# I'm sooo sad!



## GROVEBEAUTY (Oct 23, 2008)

Last Thursday I found my 10 month old bitch and my five year old male in the pasture at our house dead. I am devastated. They were both Great dogs. The bitch was showing potential to become a really great dog, maybe the best puppy I have ever raised. The male was a great obedience dog and would do anything I ask. I am very sad. I cannot imagine losing two dogs in one day.


----------



## ZAYDA (Apr 22, 2010)

How did they die. More info p l e a s e. I am so sorry.


----------



## lizzyjo (Jan 6, 2011)

Oh my gosh...what happened...so sorry for your loss. I just can imagine how sad I would be..


----------



## [email protected] (Jul 14, 2010)

thats heartbreaking


----------



## Lora (Jan 7, 2011)

My thoughts are with you and I am sure your lovely GSD's are running together in the sunny pastures up above. So sad and I am so sorry! 

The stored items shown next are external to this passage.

Issue #1859, opened 2022-06-08
Start using SSO credentials instead of superadmin for local work.


davidkelliott:
## User Story

The superadmin credentials (AWS access keys) should not be used everyday, we should switch to SSO credentials and delete all superadmin creds, creating them to use as one off only when absolutely necessary. 

## User Type(s)

MP engineer

## Value

Increase the security of the platform

### Hypothesis 
If we use SSO credentials for local development we won't need to have superadmin credentials anymore

### Proposal
Work out how to use SSO credentials with our current Terraform, then once tested and documented remove superadmin credentials.

## Definition of done

- [ ] superadmin credentials deleted
- [x] readme has been updated
- [x] user docs have been created/updated
- [x] another team member has reviewed
- [x] tests are green
- [ ] UR test OR added to continual research plan

## Reference

[How to write good user stories](https://www.gov.uk/service-manual/agile-delivery/writing-user-stories)

julialawrence:
Relevant PR: https://github.com/ministryofjustice/modernisation-platform/pull/2455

Do you have any idea what happened? Trespasser's hunting where they should not of been?


----------



## GSDAlphaMom (Jul 20, 2010)

Oh my gosh, how shocking, horrible, and devasting for you. What on earth happened?


----------



## LaRen616 (Mar 4, 2010)

Oh my goodness! I am so sorry for the loss of both of your dogs! 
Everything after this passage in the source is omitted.